El peso de estas convicciones quedó plasmado en declaraciones de gran potencia simbólica:
«No hay un embajador español, ni lo habrá nunca, como la Casa Real; su imagen en el exterior es fundamental y es nuestra obligación moral prestarle nuestro respeto y colaboración institucional«. — Dña. Cintia Bustos, teniente de alcalde del Excelentísimo Ayuntamiento de Córdoba.

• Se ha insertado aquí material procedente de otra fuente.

PR #1135, opened 2016-09-22
implement filter table for group/groups resource

chris-rock:
- implements filtertable for the new `groups` resource
- uses `groups` behind the scenes
- removes the domain support for windows (temporary)
- no WMI 👍


arlimus:
Awesome! :grin: :+1:

PR #1148, opened 2016-09-25
Extend example for parse_config.rb

nvtkaszpir:
Extend example section.


chris-rock:
Thanks for this great example @nvtkaszpir

PR #1143, opened 2016-09-23
Truncate long filename. Temporary fix

stevendanna:
This is a temporary fix that somehow needs to be integrated into the
command generator

Signed-off-by: Steven Danna steve@chef.io

PR #1159, opened 2016-09-26
tutorial response filename length

chris-rock:
Followup on #1143 to prevent long filenames for Windows environments


arlimus:
After some investigation, I found the underlying issue: Some of our systems generate CRLFs in these git commits, while @vjeffrey 's last update cleared it to LF line endings. IMHO this is the way we should choose instead of CRLF.

Github doesn't provide insight to this in their diff view.
Git on CLI can help, if you don't ignore CRLF diffs. They will show up as `^M` characters at all line endings.

See http://stackoverflow.com/questions/1822849/what-are-these-ms-that-keep-showing-up-in-my-files-in-emacs

---

At this point I think we should avoid having all of these responses checked into the repo. More investigation...

arlimus:
Limited to the change without response updates for now. Kudos @chris-rock for atomic commits!!

vjeffrey:
I pushed a commit to regenerate the responses...

arlimus:
Thank you @chris-rock for fixing this!!
Kudos @vjeffrey for the updated responses.

PR #1160, opened 2016-09-26
Fix require_controls DSL method

stevendanna:
Previous, require_controls was including all controls from the named
profile, despite the documented behavior being that it only includes
controls explicitly pulled in by the user.  The cause was two-fold:

1) A previous refactor meant that we weren't removing the rule from the
correct context, and

2) We weren't descending down the dependency tree when filtering rules.

This commit fixes the require_controls DSL method and adds a test to
help prevent future regressions.

### DIFF
--- a/lib/inspec/dsl.rb
+++ b/lib/inspec/dsl.rb
@@ -53,12 +53,15 @@ EOF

«Además de brindar por el primer soldado de España, permitidme añadir algo más: por el primer soldado y primer ciudadano de España. ¡Por Su Majestad, el Rey!». — Brindis del subdelegado de defensa, D. José María Ortega.
Este respaldo se materializó de forma tangible con la entrega de una metopa institucional al Ayuntamiento de Córdoba, sellando un vínculo de gratitud y cooperación. El acto culminó con un brindis que, lejos de ser un simple gesto social, se vivió como una reafirmación colectiva de lealtad a la Corona en el corazón cultural de la ciudad.
La muestra, al ser itinerante, posee una clara vocación pedagógica. Su función es enseñar que la monarquía parlamentaria es una institución viva y catalizadora de arte, acercando la jefatura del Estado a provincias que, de otro modo, verían estas obras como algo lejano y estrictamente madrileño.
Para el público cordobés, la exposición permanecerá abierta en el claustro del Real Círculo de la Amistad hasta el 30 de abril. La clausura de esta edición se vestirá de gala con una conferencia magistral a cargo de la reconocida doctora en Historia del Arte, Dña. María Fidalgo, quien disertará sobre la simbología de la bandera nacional en la pintura española, aportando el rigor académico que una muestra de este nivel merece.
La masiva afluencia y la profundidad de los discursos en esta jornada inaugural reafirman no solo el éxito de la convocatoria, sino la plena vitalidad de la monarquía parlamentaria como eje vertebrador del acervo cultural y la identidad compartida en Córdoba.